Weinstein, Sumeracki, and Caviglioli (2018) showed some study methods help learners more. Re-reading and highlighting don't encode memories well. Active recall makes stronger memories that last (Brown, Roediger, and McDaniel, 2014).

Retrieval practice is the best-evidenced strategy for long-term retention. Roediger and Butler (2011) showed that testing leads to better long-term retention than restudying the same material, even when the tests are low-stakes. In class, this means asking learners to write down everything they remember about a topic before you revisit it.

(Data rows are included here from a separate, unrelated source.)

PR #44, opened 2019-02-25
feat(develop): allow to define local:remote port to run multiple serv…

aslakknutsen:
…ices on localhost

### DIFF
--- a/cmd/ike/cmd/develop.go
+++ b/cmd/ike/cmd/develop.go
@@ -54,7 +54,7 @@ func NewDevelopCmd() *cobra.Command {
 	}
 
 	developCmd.Flags().StringP("deployment", "d", "", "name of the deployment or deployment config")
-	developCmd.Flags().IntP("port", "p", 8000, "port to be exposed")
+	developCmd.Flags().StringP("port", "p", "8000", "port to be exposed in format local[:remote]")
 	developCmd.Flags().StringP(runFlagName, "r", "", "command to run your application")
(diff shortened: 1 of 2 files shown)


cmd/ike/cmd/develop.go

You can use short quizzes at the start of lessons. You can also ask learners to answer questions without looking at their notes. The act of retrieval strengthens the memory trace. Full guidance on implementing this is available in the guide to retrieval practice for teachers.

Spaced practice spreads learning over time, not just one session. Learners remember topics better when taught in stages (Cepeda et al., 2008). Reviewing material aids retention more than intensive cramming (Rohrer, 2009). Teachers can easily integrate the spacing effect (Ebbinghaus, 1885) using quick recall tasks.

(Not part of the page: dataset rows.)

PR #48, opened 2019-02-27
test(e2e): introduces basic e2e smoke tests

### LINKED ISSUE #41: Smoke test against real cluster and real telepresence

bartoszmajsak:
Introduces smoke e2e tests against maistra (using `istiooc` to start up the cluster).

##### Covered scenarios

  * simple `ike develop` 
  * `ike develop --watch`

Fixes #41

### DIFF
--- a/.circleci/config.yml
+++ b/.circleci/config.yml
@@ -13,6 +13,7 @@ jobs:
     machine:
       image: circleci/classic:201808-01
     steps:
+      - run: sudo rm -rf /usr/local/go
       - run: sudo circleci-install golang 1.12
       - checkout
       - run: go env
--- a/.circleci/config.yml
+++ b/.circleci/config.yml
@@ -38,6 +38,7 @@ workflows:
       - build
   circleci_e2e_tests:
     jobs:
+      - build
       - e2e_tests:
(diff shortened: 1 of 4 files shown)


bartoszmajsak:
Putting it as draft b/c CI stage is needed too.

bartoszmajsak:
Sorry for the humongous amount of commits - I was "testing" / fixing circle-ci setup. Got a bit of corner cases to solve on the way. Cool thing I learned today are "orbs" - reusable commands. I created one for this project - https://github.com/bartoszmajsak/circleci-orbs (we can move it to a new home at some point).

We have `circleci` jobs working right now - https://circleci.com/gh/bartoszmajsak/istio-workspace/176

What we have to do is to enable it for that repo. Only you can do that though, unless we move it to `Maistra` org.

#### Open points

* we have free 1000 minutes of build time per month per org - e2e build takes now 9 minutes. This gives us ~ 100-110 builds per month.  One solution would be to somehow trigger e2e only based on commit hashtag or sth - I will think about it
* there are few things we can perhaps optimize in circleci - sharing between workspaces, caching etc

Elaborative interrogation asks learners to explain why facts are true. For example, they might explain how coastal erosion forms headlands and bays. They also explain why hard rock resists erosion, which helps build stronger memory. This kind of understanding helps learners remember because it makes connections (Craik & Lockhart, 1972; Anderson, 1983).

Dual coding links words and images to support learning. Paivio (Paivio, 1986)'s research shows that this improves memory.

A French Revolution timeline uses dates and pictures. Water cycle diagrams pair labels and visuals. Use dual coding resources in the classroom, grounded in Paivio's work on imagery and verbal processes (Paivio, 1971).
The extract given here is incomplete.